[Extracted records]
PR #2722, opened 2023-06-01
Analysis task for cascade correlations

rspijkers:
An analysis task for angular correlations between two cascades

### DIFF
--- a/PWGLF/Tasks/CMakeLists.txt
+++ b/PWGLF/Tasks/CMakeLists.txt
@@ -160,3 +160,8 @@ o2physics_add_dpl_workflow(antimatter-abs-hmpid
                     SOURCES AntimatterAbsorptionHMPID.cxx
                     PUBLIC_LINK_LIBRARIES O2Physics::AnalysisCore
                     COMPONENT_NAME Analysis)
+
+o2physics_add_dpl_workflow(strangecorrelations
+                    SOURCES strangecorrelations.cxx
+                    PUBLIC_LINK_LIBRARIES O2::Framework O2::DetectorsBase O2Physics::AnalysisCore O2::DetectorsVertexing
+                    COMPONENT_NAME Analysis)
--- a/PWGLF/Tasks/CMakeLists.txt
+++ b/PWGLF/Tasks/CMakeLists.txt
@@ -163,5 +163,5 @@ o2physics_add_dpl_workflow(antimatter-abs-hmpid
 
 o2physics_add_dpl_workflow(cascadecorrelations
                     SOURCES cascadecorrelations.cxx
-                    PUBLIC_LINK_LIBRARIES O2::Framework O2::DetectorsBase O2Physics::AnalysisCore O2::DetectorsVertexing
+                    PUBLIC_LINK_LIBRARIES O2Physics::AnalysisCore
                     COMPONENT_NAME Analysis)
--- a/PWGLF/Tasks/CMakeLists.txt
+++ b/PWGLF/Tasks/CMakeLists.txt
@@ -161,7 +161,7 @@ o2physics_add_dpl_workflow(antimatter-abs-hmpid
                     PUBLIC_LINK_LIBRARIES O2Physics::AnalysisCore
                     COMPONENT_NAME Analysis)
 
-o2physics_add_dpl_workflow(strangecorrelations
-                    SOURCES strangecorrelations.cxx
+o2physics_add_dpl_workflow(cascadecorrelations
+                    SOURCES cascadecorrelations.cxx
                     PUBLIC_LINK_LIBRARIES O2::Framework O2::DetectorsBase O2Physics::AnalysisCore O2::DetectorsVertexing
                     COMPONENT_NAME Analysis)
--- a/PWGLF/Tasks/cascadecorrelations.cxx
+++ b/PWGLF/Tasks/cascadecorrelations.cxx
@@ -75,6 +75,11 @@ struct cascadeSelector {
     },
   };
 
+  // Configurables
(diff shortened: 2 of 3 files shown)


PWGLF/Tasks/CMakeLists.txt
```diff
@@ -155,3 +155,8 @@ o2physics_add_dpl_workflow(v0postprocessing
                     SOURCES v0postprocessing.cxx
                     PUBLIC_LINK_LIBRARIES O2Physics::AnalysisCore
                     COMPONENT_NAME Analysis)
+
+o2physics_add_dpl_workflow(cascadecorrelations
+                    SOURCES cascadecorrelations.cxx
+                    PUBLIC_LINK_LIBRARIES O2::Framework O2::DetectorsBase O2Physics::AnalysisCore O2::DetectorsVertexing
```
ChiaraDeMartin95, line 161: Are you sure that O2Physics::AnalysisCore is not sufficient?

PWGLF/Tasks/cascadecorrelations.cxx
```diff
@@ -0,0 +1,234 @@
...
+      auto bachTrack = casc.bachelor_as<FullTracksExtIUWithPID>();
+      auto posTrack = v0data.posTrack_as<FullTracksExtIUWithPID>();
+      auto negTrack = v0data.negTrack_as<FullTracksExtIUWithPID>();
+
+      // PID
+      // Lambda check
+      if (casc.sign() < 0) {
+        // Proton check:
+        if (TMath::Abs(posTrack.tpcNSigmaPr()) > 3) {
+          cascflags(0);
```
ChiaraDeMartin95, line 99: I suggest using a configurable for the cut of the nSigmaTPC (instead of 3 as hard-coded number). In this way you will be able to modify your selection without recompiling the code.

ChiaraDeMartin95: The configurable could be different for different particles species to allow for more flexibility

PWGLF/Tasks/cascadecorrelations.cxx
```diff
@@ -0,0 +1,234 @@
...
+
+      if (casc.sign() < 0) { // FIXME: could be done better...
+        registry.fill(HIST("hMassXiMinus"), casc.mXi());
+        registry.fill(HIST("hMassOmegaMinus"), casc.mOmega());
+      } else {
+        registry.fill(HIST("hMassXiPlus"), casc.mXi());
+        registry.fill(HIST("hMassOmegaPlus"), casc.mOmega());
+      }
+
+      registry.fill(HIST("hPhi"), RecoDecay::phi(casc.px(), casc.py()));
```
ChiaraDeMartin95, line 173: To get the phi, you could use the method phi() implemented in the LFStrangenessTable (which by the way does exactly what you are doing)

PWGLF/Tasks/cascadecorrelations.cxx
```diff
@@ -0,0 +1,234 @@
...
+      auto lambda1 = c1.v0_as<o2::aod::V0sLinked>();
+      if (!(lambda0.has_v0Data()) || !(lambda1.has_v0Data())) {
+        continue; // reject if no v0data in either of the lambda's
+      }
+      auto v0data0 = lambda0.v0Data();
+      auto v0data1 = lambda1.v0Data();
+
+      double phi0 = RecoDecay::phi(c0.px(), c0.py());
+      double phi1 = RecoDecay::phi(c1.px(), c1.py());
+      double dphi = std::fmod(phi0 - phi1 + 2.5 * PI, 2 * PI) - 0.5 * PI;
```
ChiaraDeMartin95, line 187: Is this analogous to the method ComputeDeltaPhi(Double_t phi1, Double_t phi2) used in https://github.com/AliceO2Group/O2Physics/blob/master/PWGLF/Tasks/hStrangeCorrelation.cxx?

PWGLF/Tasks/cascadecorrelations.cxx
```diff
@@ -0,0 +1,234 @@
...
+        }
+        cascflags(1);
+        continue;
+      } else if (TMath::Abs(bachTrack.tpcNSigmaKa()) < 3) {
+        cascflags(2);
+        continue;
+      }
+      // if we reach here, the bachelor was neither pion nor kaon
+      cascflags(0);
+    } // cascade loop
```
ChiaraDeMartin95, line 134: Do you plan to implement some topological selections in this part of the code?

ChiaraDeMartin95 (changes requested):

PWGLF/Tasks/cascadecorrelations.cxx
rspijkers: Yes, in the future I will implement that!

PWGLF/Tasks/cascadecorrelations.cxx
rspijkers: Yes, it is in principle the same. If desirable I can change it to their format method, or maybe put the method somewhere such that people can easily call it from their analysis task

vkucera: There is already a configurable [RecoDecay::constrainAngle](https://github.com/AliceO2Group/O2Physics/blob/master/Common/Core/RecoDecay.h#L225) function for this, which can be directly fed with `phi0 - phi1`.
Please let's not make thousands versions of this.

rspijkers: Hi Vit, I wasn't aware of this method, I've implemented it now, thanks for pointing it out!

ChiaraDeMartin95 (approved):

= Exercise goal =
Scan the data above for the word "registry". Copy every line in which it is found.

= Problem solution =
+        registry.fill(HIST("hMassXiMinus"), casc.mXi());
+        registry.fill(HIST("hMassOmegaMinus"), casc.mOmega());
+        registry.fill(HIST("hMassXiPlus"), casc.mXi());
+        registry.fill(HIST("hMassOmegaPlus"), casc.mOmega());
+      registry.fill(HIST("hPhi"), RecoDecay::phi(casc.px(), casc.py()));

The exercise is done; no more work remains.